| EXERCISE GOAL |
Print nothing but the lines below starting at the line that holds "but then make" and ending at the line that holds "choosing PUT or", including both, each exactly as written.

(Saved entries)
PR #1127, opened 2024-12-07
optional-causes

### LINKED ISSUE #1125: Change the causes question on platform to "non-mandatory"
Hi Michael & Simon, 

Whilst we figure out a better process for adding causes onto the system can we please make the section non mandatory. 

So we would like to keep this question mandatory:
image

but then make the follow up question non-mandatory 

image

We have had a lot of queries come in so would ideally need this as soon as possible. 

Let me know if there is anything you need from me.

Thanks
Saleema

eatyourpeas:
### Overview

This makes the epilepsy cause drop down an optional field.

It adds epilepsy_cause to the list of fields that are nonessential and removes it from being included in the form calculation.
It also removes the blue target implying it is an essential unfilled field by introducing a new `allow_none` field in the `model_select` partial html element. This adds a `No choice made` choice in the select that returns an `empty` value in the htmx response that is used to save None to that field.

closes #1125

### DIFF
--- a/epilepsy12/common_view_functions/recalculate_form_generate_response.py
+++ b/epilepsy12/common_view_functions/recalculate_form_generate_response.py
@@ -197,9 +197,9 @@ def total_fields_expected(model_instance):
         # if a cause for the epilepsy is know other essential fields must be included
         if model_instance.epilepsy_cause_known:
             # essential fields include
-            # epilepsy_cause
+            # epilepsy_cause (# nolonger scored - issue #1125)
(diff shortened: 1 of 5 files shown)


mbarton:
Seen on [STAGING](https://e12-staging.rcpch.tech/) (merged by @eatyourpeas 28 minutes and 43 seconds ago) Please check your changes!

mbarton:
Seen on [LIVE](https://e12.rcpch.ac.uk/) (merged by @eatyourpeas 29 minutes and 47 seconds ago) Please check your changes!

PR #218, opened 2019-02-13
feat: MLIBZ-2878 SPIKE: Research client-side delays in request

b-stolyarov:
#### Description
Research client-side delays in request transmission

#### Changes
Added logs from the time when `save` is called to the time when we print the REQUEST output in the logger

#### Tests
Instrumented

### DIFF
--- a/java-api-core/src/com/kinvey/java/network/NetworkManager.java
+++ b/java-api-core/src/com/kinvey/java/network/NetworkManager.java
@@ -465,10 +465,13 @@ public class NetworkManager<T extends GenericJson> {
 
         boolean bRealmGeneratedId = isTempId(entity);
 
+        Logger.INFO("Start choosing PUT or POST request");
         if (sourceID != null && !bRealmGeneratedId) {
+            Logger.INFO("Start for preparing new Save(entity, myClass, sourceID, SaveMode.PUT)");
             save = new Save(entity, myClass, sourceID, SaveMode.PUT);
             Logger.INFO("Finish for preparing new Save(entity, myClass, sourceID, SaveMode.PUT)");
         } else {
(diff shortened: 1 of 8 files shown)


java-api-core/src/com/kinvey/java/network/NetworkManager.java
```diff
@@ -458,16 +467,20 @@ public String onUnsavedReferenceFound(String collection, GenericJson object) {
 
         if (sourceID != null && !bRealmGeneratedId) {
             save = new Save(entity, myClass, sourceID, SaveMode.PUT);
+            Logger.INFO("Finish for preparing new Save(entity, myClass, sourceID, SaveMode.PUT)");
         } else {
             save = new Save(entity, myClass, SaveMode.POST);
+            Logger.INFO("Finish for preparing new Save(entity, myClass, SaveMode.POST)");
         }
 
         client.initializeRequest(save);
```
vinaygahlawat: Let's add a log for just before the request initialization begins.

java-api-core/src/com/kinvey/java/network/NetworkManager.java
```diff
@@ -458,16 +467,20 @@ public String onUnsavedReferenceFound(String collection, GenericJson object) {
 
         if (sourceID != null && !bRealmGeneratedId) {
```
vinaygahlawat: Let's add a log statement before this `if` block, so we know when the `ReferenceHelper.processReferences` operation finishes.

java-api-core/src/com/kinvey/java/network/NetworkManager.java
b-stolyarov: Added

PR #220, opened 2019-03-05
MLIBZ-2891 Use multi-threading model to handle network requests

b-stolyarov:
#### Description
Use multi-threading model to handle network requests

#### Changes
Added logic with pool of threads for requests

#### Tests
Instrumented


b-stolyarov:
Performance gains depends on the number of threads that we set in `kinvey.properties` file for pool of threads. For example after my test for saving 1500 entities I have about 5 minutes delay with 1 thread and I have delay about 25 seconds for pool with 15 threads

PR #221, opened 2019-03-12
MLIBZ-2680 Migrate from GCM to FCM

b-stolyarov:
#### Description
MIgration from GCM to FCM

#### Changes
Migrated project to FCM

#### Tests
Instrumented


android-lib/build.gradle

| OUTPUT OF THE EXERCISE |
but then make the follow up question non-mandatory 

image

We have had a lot of queries come in so would ideally need this as soon as possible. 

Let me know if there is anything you need from me.

Thanks
Saleema

eatyourpeas:
### Overview

This makes the epilepsy cause drop down an optional field.

It adds epilepsy_cause to the list of fields that are nonessential and removes it from being included in the form calculation.
It also removes the blue target implying it is an essential unfilled field by introducing a new `allow_none` field in the `model_select` partial html element. This adds a `No choice made` choice in the select that returns an `empty` value in the htmx response that is used to save None to that field.

closes #1125

### DIFF
--- a/epilepsy12/common_view_functions/recalculate_form_generate_response.py
+++ b/epilepsy12/common_view_functions/recalculate_form_generate_response.py
@@ -197,9 +197,9 @@ def total_fields_expected(model_instance):
         # if a cause for the epilepsy is know other essential fields must be included
         if model_instance.epilepsy_cause_known:
             # essential fields include
-            # epilepsy_cause
+            # epilepsy_cause (# nolonger scored - issue #1125)
(diff shortened: 1 of 5 files shown)


mbarton:
Seen on [STAGING](https://e12-staging.rcpch.tech/) (merged by @eatyourpeas 28 minutes and 43 seconds ago) Please check your changes!

mbarton:
Seen on [LIVE](https://e12.rcpch.ac.uk/) (merged by @eatyourpeas 29 minutes and 47 seconds ago) Please check your changes!

PR #218, opened 2019-02-13
feat: MLIBZ-2878 SPIKE: Research client-side delays in request

b-stolyarov:
#### Description
Research client-side delays in request transmission

#### Changes
Added logs from the time when `save` is called to the time when we print the REQUEST output in the logger

#### Tests
Instrumented

### DIFF
--- a/java-api-core/src/com/kinvey/java/network/NetworkManager.java
+++ b/java-api-core/src/com/kinvey/java/network/NetworkManager.java
@@ -465,10 +465,13 @@ public class NetworkManager<T extends GenericJson> {
 
         boolean bRealmGeneratedId = isTempId(entity);
 
+        Logger.INFO("Start choosing PUT or POST request");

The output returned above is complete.